Research has indicated that presence of high levels of Lp-PLA2 in the coronary plaques formed due to atherosclerosis is responsible for the increase in the incidence of CHD. The Lp-PLA2 enzyme is present in large quantities in the blood and necrotic core of plaques. The enzyme plays a major role in the inflammation of plaques, putting them at risk of rupture, which leads to heart attacks and strokes.
Darapladib works to inhibit the activity of the Lp-PLA2 enzyme. It helps in preventing the expansion of the necrotic core of plaques, safeguarding them from rupture. This, in turn, helps lower the risk of CHD and other coronary diseases.
Clinical trials demonstrate darapladib’s potential
In December 2009, GSK announced that it has initiated a second Phase III clinical study to test the safety and efficacy of darapladib in treating acute coronary syndrome (ACS). Lack of sufficient blood to the heart of ischemia is the cause of ACS.
The Phase III randomised, placebo-controlled, double-blind study, The Stabilisation of pLaque Using darapladib -Thrombolysis In Myocardial Infarction 52 (SOLID-TIMI 52), will include 11,500 patients from 40 countries.
The first Phase III study, STabilisation of Atherosclerotic plaque By Initiation of darapLadIb TherapY (STABILITY), is testing the safety and efficacy of darapladib in people suffering from chronic coronary artery disease.

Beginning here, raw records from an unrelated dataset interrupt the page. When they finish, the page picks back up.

PR #1625, opened 2025-03-10
Added the ability to force search a subset of issues in the wanted list

falo2k:
Sometimes I don't always want to trigger a force search of my entire watchlist, but a subset that may cross over multiple volumes.  I could drill into each volume individually and initiate the searches, but that's too many clicks for my lazy fingers.  Instead I have repurposed the Force Check button to change behaviour when you have selections on the Wanted page, so it will just throw those items onto the search queue.

Behaviour:
- With no items selected, button behaves as before but is renamed to "Force Check All"
- With items selected, button is renamed to "Force Check Selected" and will only add the selected items to the queue

Useful for:
- Times I have added a load of backfill volumes for something new I want to read, and I want to initiate search across them all without also wasting search time on the items at the top of the watchlist that I know are just waiting for the standard release cycle.
- Initiating a search for a subset of Tier 2 items if I think they may have come available somewhere.

### DIFF
--- a/data/interfaces/default/upcoming.html
+++ b/data/interfaces/default/upcoming.html
@@ -6,7 +6,7 @@
 <%def name="headerIncludes()">
 	<div id="subhead_container">
 		<div id="subhead_menu">
-			<a href="#" id="menu_link_scan" onclick="doAjaxCall('forceSearch',$(this))" data-success="Checking for wanted issues successful" data-error="Error checking wanted issues">Force Check</a>
+			<a href="#" id="menu_link_scan" onclick="doAjaxCall('forceSearch',$(this))" data-success="Checking for wanted issues successful" data-error="Error checking wanted issues">Force Check All</a>
 		</div>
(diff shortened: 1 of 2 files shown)


evilhero (approved):

evilhero:
@falo2k think I did too many changes that were out of sync - got them back but this PR hits on previous changes due to webserve.py.

Can you do a new PR against the updated python3-dev branch and I'll merge it up no problems

Sorry, this is what I get for letting the PR's sit for awhile lol

falo2k:
No worries at all, it's not many lines to reproduce, plus I was thinking of changing the "All" to "Tier-1" on the button to be more correct.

The STABILITY study is being conducted in men and women suffering with chronic CHD. The study was started in December 2009 with 15,000 people from 39 countries.
Phase III trials for darapladib were initiated after positive results from a year-long Phase II clinical trial in September 2008. The Phase II study, Integrated Biomarkers and Imaging Study-2 (IBIS-2), was a one-year worldwide, randomised, placebo-controlled, parallel-group trial conducted in 330 individuals suffering from angiographically recognised CHD. The study showed that use of darapladib stopped extension of the necrotic core of plaques.
New approaches and several advances in cardiovascular medicine have not been able to address the increased deaths and risks posed by CHD. Darapladib presents a new approach towards treating CHD by addressing its main cause, atherosclerosis.
The drug is expected to be a substantial addition to GSK’s pipeline. If approved, darapladib will significantly boost GSK’s revenues and also have very few competitors in the market.